Implementing XProc, IV
Part the fourth, in which we consider more buffering.
This essay is part of a series of essays about implementing an XProc processor. XProc: An XML Pipeline Language is a W3C specification for specifying a sequence of operations to be performed on one or more XML documents. I'm implementing XProc as the specification progresses. Elsewhere you'll find background about pipelines and other essays about XProc.
As we saw, looping requires
the ability to buffer and replay some inputs. We also have to buffer in order
to implement p:try
/p:catch
.
To the largest extent possible, steps should support streaming by producing results as soon as they can. For example, while an XSLT step has to build an entire tree because that's the nature of XSLT processing, a step that simply deletes an attribute can, in principle, be completely streaming. It can produce results as fast as it consumes them, never holding more than a single event in memory.
But the p:try
component has to be more conservative. While
it can allow all of its subpipeline components stream, it has to buffer
all of its output until the steps in its subpipeline
have run sucessfully to completion.
If any of those steps fail, it discards all of the buffered output and
processes the p:catch
. The output from p:catch
doesn't
have to be buffered because a failure there causes the whole step to fail.
(Of course, if the p:try
/p:catch
is nested inside
another p:try
, then there will be buffering at that level.)
Buffering all the output is a very conservative approach. It
effectively blocks streaming across a p:try
. In other words,
we force every p:try
to pay the penalty for failure, even when
it succeeds!
A more optimistic approach would be to generate some sort of
checkpoint event and initiate roll back behavior if the
p:try
failed.
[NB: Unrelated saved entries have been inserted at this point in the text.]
PR #1807, opened 2024-02-13
Add name resolver protocols and registry

glbrntt:
Motivation:

When creating a client users will provide a target to connect to. This is usually a host to resolve via DNS but may be a Unix domain socket, pre-resolved IP address or something custom.

Users get a resolver from a registry by asking it to resolve a given target. Resolvers then provide a set of endpoints and a service configuration. These values can change over time.

Modifications:

- Add the `NameResolver` struct which provides an `AsyncSequence` of `NameResolutionResult`s.
- Add `NameResolutionResult` which provides an array of `Endpoint`s and a `ServiceConfiguration`.
- Add the `NameResolverFactory` protocol which returns a `NameResolver` for a given resolvable target
- Add the `ResolvableTarget` protocol
- Add the `NameResolverRegistry` which holds a set of name resolver factories and can return a `NameResolver` for a given target

Note, the actual resolver factories and targets will be added in a later PR.

Result:

All the boilerplate is in place for name resolvers.


Sources/GRPCHTTP2Core/Client/Resolver/NameResolver.swift
```diff
@@ -0,0 +1,117 @@
...
+  }
+
+  /// Create a new name resolver.
+  public init(results: RPCAsyncSequence<NameResolutionResult>, updateMode: UpdateMode) {
+    self.names = results
+    self.updateMode = updateMode
+  }
+}
+
+/// The result of name resolution, a service of endpoints to connection to and the service
```
gjcairo, line 49: [Nit] I guess you meant something like:
```suggestion
/// The result of name resolution, a list of endpoints to connect to and the service
```

Sources/GRPCHTTP2Core/Client/Resolver/NameResolver.swift
```diff
@@ -0,0 +1,117 @@
...
+  func isCompatible<Other: ResolvableTarget>(withTarget target: Other) -> Bool {
+    return target is Target
+  }
+
+  /// Returns a name resolver if the given target is compatible.
+  ///
+  /// - Parameter target: The target to make a name resolver for.
+  /// - Returns: A name resolver or `nil` if the target isn't compatible.
+  func makeResolverIfCompatible<Other: ResolvableTarget>(_ target: Other) -> NameResolver? {
+    guard let target = target as? Target else { return nil }
```
gjcairo, line 111: Maybe worth using the above func?
```suggestion
    guard self.isCompatible(withTarget: target) else { return nil }
```

Tests/GRPCHTTP2CoreTests/Client/Resolver/NameResolverRegistryTests.swift
```diff
@@ -0,0 +1,104 @@
...
+    XCTAssertEqual(resolvers.count, 0)
+  }
+
+  func testRegisterFactory() {
+    var resolvers = NameResolverRegistry()
+    resolvers.registerFactory(FailingResolver())
+    XCTAssertEqual(resolvers.count, 1)
+
+    // Adding a resolver of the same type replaces it.
+    resolvers.registerFactory(FailingResolver())
```
gjcairo, line 54: May be a bit overkill, but we're not exactly testing that the new resolver replaces the old one here: we're only asserting that there's just one left. You think we can initialise the `FailingResolver` with some form of ID, so that we can assert the new one is the one that remains?

gjcairo (changes requested):

Sources/GRPCHTTP2Core/Client/Resolver/NameResolver.swift
```diff
@@ -0,0 +1,117 @@
...
+  /// to changes in addresses by awaiting for new values in a loop.
+  ///
+  /// Resolvers with the ``UpdateMode-swift.enum/pull`` update mode shouldn't be subscribed to,
+  /// instead you should create an iterator and ask for new results as and when necessary.
+  public var names: RPCAsyncSequence<NameResolutionResult>
+
+  /// How ``names`` is updated and should be consumed.
+  public let updateMode: UpdateMode
+
+  public enum UpdateMode: Hashable, Sendable {
```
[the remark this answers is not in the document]
glbrntt: Yeah I think we should do that. I _think_ we only need to switch over the value internally so this is completely find to do, there's no downside to it (beyond more code).

Sources/GRPCHTTP2Core/Client/Resolver/NameResolver.swift
glbrntt: I'm not sure what I was thinking here... 🙈

Sources/GRPCHTTP2Core/Client/Resolver/NameResolver.swift
glbrntt: If we did use `isCompatible(withTarget:)` we'd need to call `self.resolver(for: target as! Target)` and I'd rather avoid the `!` here.

gjcairo (approved):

Even though this could be hugely more
expensive than buffering, you'd only have to pay the price when the
p:try
actually failed.
At least, that's the theory. In practice, some steps would still
have to block. For example, there's no way to “roll back” an
p:http-request
in the general case. I'm also not motivated
to design and implement the infrastructure that would be required to support
checkpoints and roll back. Not today, anyway.
Repeat after me: “the simplest thing that can possibily work.”
Comments
“the simplest thing that can possibily (sic) work.”
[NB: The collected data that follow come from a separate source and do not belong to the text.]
PR #1808, opened 2024-02-13
[CodeGenLib] Remove namespace enum generation

stefanadranca:
Motivation:

Having a namespace enum in the generated code leads to redeclaration of the package enum when we generate code for .proto files within the same package. Thus, we cannot generate the namespace enums anymore, so we need to generate service enums that contain the namespace in their names.

Modifications:

- Changed the typealias translator to generate the service enums with namespace prefixed names
- Deleted the namespace enum generation
- Modified the CodeGenerationRequest validation function for service names
- Updated tests accordingly

Result:

Redeclaration of the same enum will be avoided when generating code using CodeGenLib.


glbrntt (approved):
LGTM!

PR #1821, opened 2024-03-05
Interop Tests implementation

stefanadranca:
Motivation:

The test cases test certain functionalities of the new GRPC server and client.

Modifications:

- created the InteroperabilityTest protocol with the run method
- created the InteroperabilityTestCase enum that will be used by main to run certain tests according to the input
- implemented the interop tests for the features we support (no caching or compression tests)
- added new assertions to the test framework

Result:

We will be able to implement the main() function that runs the interop tests using in process transport.


Sources/InteroperabilityTests/InteroperabilityTestCases.swift
```diff
@@ -274,9 +274,18 @@ struct ServerStreaming: InteroperabilityTest {
...
+    #if swift(>=5.9)
     let asyncStream = AsyncStream.makeStream(of: Int.self)
+    let continuation = asyncStream.continuation
+    let stream = asyncStream.stream
+    #else
+    let continuation: AsyncStream<Int>.Continuation!
+    let stream = AsyncStream(Int.self) { streamContinuation in
+      continuation = streamContinuation
+    }
+    #endif
```
glbrntt: rather than doing this we can add a backported version of the API we want to this module: https://github.com/grpc/grpc-swift/blob/main/Sources/GRPCCore/Streaming/Internal/AsyncStream%2BMakeStream.swift

Sources/InteroperabilityTests/InteroperabilityTestCases.swift
```diff
@@ -0,0 +1,721 @@
...
+/// - call was successful
+/// - exactly zero responses
+@available(macOS 13.0, iOS 16.0, watchOS 9.0, tvOS 16.0, *)
+struct EmptyStream: InteroperabilityTest {
+  func run(client: GRPCClient) async throws {
+    let testServiceClient = Grpc_Testing_TestService.Client(client: client)
+
+    let request = ClientRequest.Stream { writer in
+      let message = Grpc_Testing_StreamingOutputCallRequest()
+      try await writer.write(message)
```
glbrntt, line 367: The test wants an _empty_ stream, this is a stream of _one_ message. In this case we just want the request to be `ClientRequest.Stream { _ in }`

Sources/InteroperabilityTests/InteroperabilityTestCases.swift
```diff
@@ -0,0 +1,721 @@
...
+@available(macOS 13.0, iOS 16.0, watchOS 9.0, tvOS 16.0, *)
+struct CustomMetadata: InteroperabilityTest {
+  let initialMetadataName = "x-grpc-test-echo-initial"
+  let initialMetadataValue = "test_initial_metadata_value"
+
+  let trailingMetadataName = "x-grpc-test-echo-trailing-bin"
+  let trailingMetadataValue: [UInt8] = [0xAB, 0xAB, 0xAB]
+
+  func checkInitialMetadata(_ metadata: Metadata) throws {
+    try assertEqual(metadata.count, 1)
```
glbrntt, line 429: We don't need to assert this and there's no guarantee it's true either.

Sources/InteroperabilityTests/InteroperabilityTestCases.swift
```diff
@@ -0,0 +1,721 @@
...
+    var metadataIterator = metadata.makeIterator()
+    guard let initialMetadataPair = metadataIterator.next() else {
+      try assertFailure("The initial metadata should contain a key value pair.")
+      return
+    }
+    try assertEqual(initialMetadataPair.key, self.initialMetadataName)
+    try assertEqual(initialMetadataPair.value, Metadata.Value.string(self.initialMetadataValue))
```
glbrntt, line 436: We should be looking up the values based on the key, something like:

```swift
let values = metadata[self.initialMetadataName]
XCTAssertEqual(Array(values), [.string(self.initialMetadataValue)])
```

Sources/InteroperabilityTests/InteroperabilityTestCases.swift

Yeah, I agree, it's best to keep everything feature oriented for the foreseeable future since it's, in general, more important for reference implementations to be conformant rather than fast.
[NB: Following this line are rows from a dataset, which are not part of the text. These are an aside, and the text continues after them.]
PR #1822, opened 2024-03-05
Add a minimum connections configuration to the ConnectionPool

gjcairo:
## Motivation
Sometimes, depending on the characteristics of the traffic, we may need to execute requests in spikes.
It's possible that when we get a large spike of requests, a lot of connections are opened, which are subsequently closed by the idle timer. However, when another spike comes next, because we don't have any available open connections, latency will suffer as a result of us having to open new connections.

## Modifications
Add a ConnectionPool configuration to allow a minimum number of connections to remain open, that is, make a number of connections not go idle.

## Result
A number of connections will remain open even when there are no open streams on them.


Sources/GRPC/ConnectionPool/GRPCChannelPool.swift
```diff
@@ -275,6 +275,10 @@ extension GRPCChannelPool.Configuration {
     /// Defaults to 100.
     public var maxWaitersPerEventLoop: Int = 100
 
+    /// The minimum number of connections to keep open in this pool.
+    /// This number of connections will never go idle and be closed.
+    public var minConnections: Int = 1
```
glbrntt, line 280: As implemented this is actually min connections per event loop (which is probably what we want, but we should make that more obvious.)

glbrntt (changes requested):
At the moment this doesn't solve the issue outlined in the motivation, it just stops some connections from idling.

When connections are added to the pool they are initially in the idle state and will only be connected once other connections have enough load, i.e. lazily.

We need to bring up min connections when we initialize the pool and (if necessary) when connections are closed. We'll also need some tests to validate this behaviour.

Sources/GRPC/ConnectionManager.swift
```diff
@@ -324,6 +332,9 @@ internal final class ConnectionManager: @unchecked Sendable {
   /// attempts should be made at all.
   private let connectionBackoff: ConnectionBackoff?
 
+  /// Whether this connection should be allowed to go idle (and thus be closed when the idle timer fires).
+  internal let idleBehavior: IdleBehavior
```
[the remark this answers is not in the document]
glbrntt: Why do we store it here if it's only used in the idle handler? Can't we just pass it the idle handler on `init`?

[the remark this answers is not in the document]
gjcairo: The thing is the min connections configuration lives/is passed in via the `ConnectionPool`: we need to have the context of the pool to understand how many connections are currently being kept open and decide whether we need to keep the connection from going idle or not.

Not worrying too much about performance would also allow you to get a release out sooner rather than later ;)
We are implementing a .NET version XProc engine. Our way is very simple, all inputs and outputs are XmlDocument, that is, they are DOM based, of course DOM is easy to be cached. For a sequence of input documents, we create a temp XmlDocument with a special root element, then we can distinct a single document from a sequence of document. It makes our work extreme easy. My first version of XProc engine only takes one week, with processors like: identity, xinclude, xstl, xquery, load, store, choose, foreach etc. I find XProc very powerful. Our workflow engine is in fact built on it.
Passing around DOM trees definitely simplifies some things. Does your .NET implementation have a home page?